TASK TO CARRY OUT:
From the line with "- **Storybook loses" through the line with "- ~The large", inclusive, return each line of the data below exactly and leave the rest out.

[Opening DATA SECTION section]

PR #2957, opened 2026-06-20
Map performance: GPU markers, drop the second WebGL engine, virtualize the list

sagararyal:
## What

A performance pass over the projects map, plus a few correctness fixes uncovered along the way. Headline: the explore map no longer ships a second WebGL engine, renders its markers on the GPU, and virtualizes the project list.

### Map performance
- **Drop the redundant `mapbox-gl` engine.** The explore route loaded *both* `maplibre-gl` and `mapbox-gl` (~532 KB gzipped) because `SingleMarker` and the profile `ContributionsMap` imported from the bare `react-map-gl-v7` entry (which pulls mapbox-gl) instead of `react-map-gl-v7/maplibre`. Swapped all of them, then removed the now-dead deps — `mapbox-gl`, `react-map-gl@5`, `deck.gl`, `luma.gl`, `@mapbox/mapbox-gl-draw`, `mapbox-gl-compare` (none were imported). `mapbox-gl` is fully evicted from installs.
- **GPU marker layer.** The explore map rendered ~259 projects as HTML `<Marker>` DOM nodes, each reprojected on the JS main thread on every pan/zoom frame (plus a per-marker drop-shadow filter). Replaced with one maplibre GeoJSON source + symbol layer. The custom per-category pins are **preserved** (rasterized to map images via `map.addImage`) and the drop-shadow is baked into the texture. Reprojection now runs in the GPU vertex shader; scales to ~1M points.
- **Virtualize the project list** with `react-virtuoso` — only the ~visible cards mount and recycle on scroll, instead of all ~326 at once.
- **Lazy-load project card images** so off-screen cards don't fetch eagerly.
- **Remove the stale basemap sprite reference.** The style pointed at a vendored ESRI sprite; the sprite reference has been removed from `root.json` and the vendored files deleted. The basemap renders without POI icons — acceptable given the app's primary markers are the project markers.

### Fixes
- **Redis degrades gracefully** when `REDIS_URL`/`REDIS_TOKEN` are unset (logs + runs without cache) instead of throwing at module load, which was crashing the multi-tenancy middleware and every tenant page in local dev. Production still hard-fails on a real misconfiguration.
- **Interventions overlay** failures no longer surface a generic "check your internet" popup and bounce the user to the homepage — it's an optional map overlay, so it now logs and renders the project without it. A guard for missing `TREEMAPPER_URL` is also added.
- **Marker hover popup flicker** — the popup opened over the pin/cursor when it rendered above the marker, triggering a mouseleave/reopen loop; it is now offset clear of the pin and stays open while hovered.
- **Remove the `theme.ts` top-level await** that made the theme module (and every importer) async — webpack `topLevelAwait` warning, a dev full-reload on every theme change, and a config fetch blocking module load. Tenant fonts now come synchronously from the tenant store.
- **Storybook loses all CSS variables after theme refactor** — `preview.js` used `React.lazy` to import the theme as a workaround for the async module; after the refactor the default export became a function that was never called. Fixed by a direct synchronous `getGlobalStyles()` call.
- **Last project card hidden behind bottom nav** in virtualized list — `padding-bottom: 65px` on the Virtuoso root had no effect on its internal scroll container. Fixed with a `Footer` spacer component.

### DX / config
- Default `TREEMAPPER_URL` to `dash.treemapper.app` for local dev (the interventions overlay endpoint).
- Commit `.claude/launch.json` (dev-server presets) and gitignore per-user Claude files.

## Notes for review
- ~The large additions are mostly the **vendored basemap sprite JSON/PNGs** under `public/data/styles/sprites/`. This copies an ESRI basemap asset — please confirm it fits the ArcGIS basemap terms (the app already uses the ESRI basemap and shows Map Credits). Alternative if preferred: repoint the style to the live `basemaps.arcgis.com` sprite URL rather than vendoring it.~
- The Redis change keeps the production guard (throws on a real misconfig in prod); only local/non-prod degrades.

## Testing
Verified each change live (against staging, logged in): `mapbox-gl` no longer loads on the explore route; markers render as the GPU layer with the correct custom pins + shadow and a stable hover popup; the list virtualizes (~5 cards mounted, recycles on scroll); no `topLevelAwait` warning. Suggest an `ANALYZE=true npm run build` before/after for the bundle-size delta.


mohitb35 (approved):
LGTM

[Closing DATA SECTION section]

RESPONSE TO THIS TASK:
- **Storybook loses all CSS variables after theme refactor** — `preview.js` used `React.lazy` to import the theme as a workaround for the async module; after the refactor the default export became a function that was never called. Fixed by a direct synchronous `getGlobalStyles()` call.
- **Last project card hidden behind bottom nav** in virtualized list — `padding-bottom: 65px` on the Virtuoso root had no effect on its internal scroll container. Fixed with a `Footer` spacer component.

### DX / config
- Default `TREEMAPPER_URL` to `dash.treemapper.app` for local dev (the interventions overlay endpoint).
- Commit `.claude/launch.json` (dev-server presets) and gitignore per-user Claude files.

## Notes for review
- ~The large additions are mostly the **vendored basemap sprite JSON/PNGs** under `public/data/styles/sprites/`. This copies an ESRI basemap asset — please confirm it fits the ArcGIS basemap terms (the app already uses the ESRI basemap and shows Map Credits). Alternative if preferred: repoint the style to the live `basemaps.arcgis.com` sprite URL rather than vendoring it.~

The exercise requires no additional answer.